Background: Same-day mastectomy (SDM) protocols have been shown to be safe, and their use increased up to 4-fold compared with prepandemic rates. We sought to identify factors that predict overnight patient admission and evaluate the associated cost of care.

Study design: Patients undergoing mastectomy from March 2020 to April 2022 were analyzed. Patient demographics, tumor characteristics, operative details, perioperative factors, 30-day complication, fixed and variable cost, and contribution margin were compared between those who underwent SDM vs those who required overnight admission after mastectomy (OAM).

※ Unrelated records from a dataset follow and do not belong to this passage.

PR #9382, opened 2026-05-29
docs(skills): fix //native marker + import rules for bunnative, remove legacy nativets skill

s-stefanov:
## Summary

Native TypeScript on Windmill has two script "languages": `nativets` (the legacy standalone Native TypeScript runtime) and `bunnative`. `bunnative` is simply **a Bun script with `//native` as its first line** — at deploy time, a `Bun`/`Bunnative` script is classified as `Bunnative` iff it carries the `//native` annotation (`windmill-api-scripts/src/scripts.rs`), and both route to the same `nativets` worker tag at runtime. The frontend already hides `nativets` from the new-script language picker (`DefaultScriptsInner.svelte`), so for new scripts `nativets` is dead weight that only invites drift.

This PR does two things:

1. **Fixes the `bunnative` skill docs** — adds the mandatory `//native` first-line marker to every code example (without it scripts silently run on the regular Bun worker) and corrects the import rule.

2. **Removes the legacy `nativets` agent skill entirely** so agents always author native TypeScript as `bunnative`.

### The import rule (corrected)

The earlier revision of this PR claimed "the only library import allowed is `windmill-client`". **That is wrong** — it's the restriction of the *legacy* `nativets` runtime, not `bunnative`.

- `bunnative` is handled identically to `bun` for dependency resolution: `gen_bun_lockfile` installs npm deps and `prebundle_bun_script` runs `bun build --target browser` to bundle them (`worker_lockfiles.rs:2789`, `bun_executor.rs:1199`). So **any npm package can be imported** — imports are bundled.
- The legacy `nativets` path (`do_nativets`, `worker.rs:3400`) only runs `transpile_ts` with no bundling, so it genuinely can't use npm deps. This is *why* `bunnative` superseded it.
- The real constraint is the **runtime**, not the import list: the native worker is a lightweight V8 isolate exposing only `fetch` + the JS standard library, so imported code must rely only on those. Libraries needing Node/Bun built-ins (`node:fs`, `child_process`, the `Bun` API, native addons) belong in a regular `bun` script. This matches the product's own wording in `frontend/src/lib/script_helpers.ts` (`BUNNATIVE_INIT_CODE`): "imports will work as long as they also use only fetch and the standard lib".

## Changes

- **`system_prompts/languages/bunnative.md`**: added `//native` as the mandatory first line of every code block; rewrote the intro, `## Imports`, and `## Windmill Client` sections to state the real rule (any bundleable, browser-compatible library is allowed; constraint is the V8 runtime).
- **Removed `system_prompts/languages/nativets.md`** and dropped `nativets` from `LANGUAGE_METADATA` (`system_prompts/utils.py`) so no `write-script-nativets` skill is generated. `nativets` is kept in `TS_SDK_LANGUAGES` so the TypeScript SDK still attaches when editing pre-existing legacy `nativets` scripts.
- **Regenerated** `prompts.ts`, `script.md`, `write-script-bunnative/SKILL.md`, `cli/src/guidance/skills.gen.ts`, and deleted the stale `write-script-nativets/SKILL.md` via `python system_prompts/generate.py`.

Remaining `nativets` references in generated files are intentional backward-compat: the `TS_SDK_LANGUAGES` router array and the OpenFlow/OpenAPI `ScriptLang` schema enum.

## Test plan

- [x] `bash system_prompts/check-freshness.sh` exits 0 (generator output matches committed files)
- [x] No `write-script-nativets` skill is generated; only `write-script-bunnative` remains
- [x] Every code block in `write-script-bunnative/SKILL.md` starts with `//native`
- [x] Import rule reflects bundled-npm support + the V8-runtime constraint, not a false "only windmill-client" rule


s-stefanov:

s-stefanov:
recheck

rubenfiszel:
### Pivoted from "sync nativets" to "remove nativets"

The original version of this PR brought `nativets.md` into byte-for-byte sync with `bunnative.md` (including a brand-new `## S3 Object Operations` section). That entrenches the very duplicate the PR's own follow-up note flagged for deletion. After verifying the runtime semantics, I changed the direction to remove the legacy skill outright.

**Why `nativets` is legacy, with receipts:**

- `bunnative` is just **a Bun script with `//native` on line 1** — at deploy time a `Bun`/`Bunnative` script is classified as `Bunnative` iff it carries the `//native` annotation, else plain `Bun` (`backend/windmill-api-scripts/src/scripts.rs:1167-1176`).
- Both `Bunnative` and `Nativets` jobs route to the same `nativets` worker tag at runtime (`backend/windmill-queue/src/jobs.rs:5725`), so there's no behavioral reason to keep two agent skills.
- The frontend already filters `nativets` out of the new-script language picker (`frontend/src/lib/components/DefaultScriptsInner.svelte:20`).

**What changed vs. the first revision:**

- Kept the good `bunnative.md` fixes (mandatory `//native` marker on every example + corrected `windmill-client`-only import rule).
- Deleted `system_prompts/languages/nativets.md` and dropped `nativets` from `LANGUAGE_METADATA` so **no `write-script-nativets` skill is generated** — agents always author native TS as `bunnative`.
- Kept `nativets` in `TS_SDK_LANGUAGES` so the TypeScript SDK still attaches when **editing pre-existing** legacy `nativets` scripts (no backward-compat break).
- Regenerated all artifacts via `python system_prompts/generate.py` and removed the stale generated `write-script-nativets/SKILL.md`.

The only `nativets` strings remaining in generated files are intentional backward-compat: the `TS_SDK_LANGUAGES` router array and the OpenAPI `ScriptLang` schema enum. `bash system_prompts/check-freshness.sh` exits 0.

rubenfiszel:
### Correction: bunnative is **not** limited to `windmill-client`

I previously stated the import rule as "the only library allowed is `windmill-client`". That's wrong, and I've fixed it — that restriction belongs to the *legacy* `nativets` runtime, not `bunnative`. This is actually the whole reason `bunnative` exists.

**Receipts:**

- `bunnative` is handled identically to `bun` for dependency resolution — `gen_bun_lockfile` installs the npm deps, then `prebundle_bun_script` runs `bun build --target browser` to bundle them (`backend/windmill-worker/src/worker_lockfiles.rs:2789`, `backend/windmill-worker/src/bun_executor.rs:1199-1206`). So **any npm package can be imported**; imports are resolved and bundled.
- The legacy `nativets` path is just `do_nativets` → `transpile_ts(code)` with **no bundling** (`backend/windmill-worker/src/worker.rs:3400`), so it genuinely can't pull in npm deps — only `fetch` + the specially-handled `windmill-client`. That's precisely why `bunnative` superseded it.
- The real constraint is the **runtime, not the import list**: native code runs in a lightweight V8 isolate (browser-target bundle) exposing `fetch` + the JS standard library. Imported code must rely only on those — anything needing Node/Bun built-ins (`node:fs`, `child_process`, the `Bun` API, native addons) should use a regular `bun` script.

This matches the product's own wording in `frontend/src/lib/script_helpers.ts` (`BUNNATIVE_INIT_CODE`):

> native scripts are bun scripts that are executed on native workers and can be parallelized
> only fetch is allowed, but imports will work as long as they also use only fetch and the standard lib

`bunnative.md` and all regenerated artifacts now reflect this; `bash system_prompts/check-freshness.sh` exits 0.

Results: Of a total of 183 patients with planned SDM, 104 (57%) had SDM and 79 (43%) had OAM. Both groups had similar demographic, tumor, and operative characteristics. Patients who required OAM were more likely to be preoperative opioid users (p = 0.002), have higher American Society of Anesthesiology class (p = 0.028), and more likely to have procedure start time (PST) after 12:00 pm (49% vs 33%, p = 0.033). The rates of 30-day unplanned postoperative events were similar between SDM and OAM. Preoperative opioid user (odds ratio [OR] 3.62, 95% CI 1.56 to 8.40), postanesthesia care unit length of stay greater than 1 hour (OR 1.17, 95% CI 1.01 to 1.37), and PST after 12:00 pm (OR 2.56, 95% CI 1.19 to 5.51) were independent predictors of OAM on multivariate analysis. Both fixed ($5,545 vs $4,909, p = 0.03) and variable costs ($6,426 vs $4,909, p = 0.03) were higher for OAM compared with SDM. Contribution margin was not significantly different between the 2 groups (-$431 SDM vs -$734 OAM, p = 0.46).

Conclusions: Preoperative opioid use, American Society of Anesthesiology class, longer postanesthesia care unit length of stay, and PST after noon predict a higher likelihood of admission after planned SDM. OAM translated to higher cost but not to decreased profit for the hospital.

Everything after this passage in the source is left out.